▸ **TASK STATEMENT**: The data below should be copied over with complete accuracy.

▸ **EXERCISE MATERIALS**:
PR #1483, opened 2021-02-03
add other URL hint in metadata vignette

maelle:
or maybe it's only necessary if src is not an URL, actually


maelle:
(I'd think another reminder doesn't hurt but then it's maybe better if it's correct :thinking: )

hadley:
Now that it has a better name, we should advertise `usethis::use_pkgdown_github_pages()` more.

▸ **ANSWER TO THIS EXERCISE**:
PR #1483, opened 2021-02-03
add other URL hint in metadata vignette

maelle:
or maybe it's only necessary if src is not an URL, actually


maelle:
(I'd think another reminder doesn't hurt but then it's maybe better if it's correct :thinking: )

hadley:
Now that it has a better name, we should advertise `usethis::use_pkgdown_github_pages()` more.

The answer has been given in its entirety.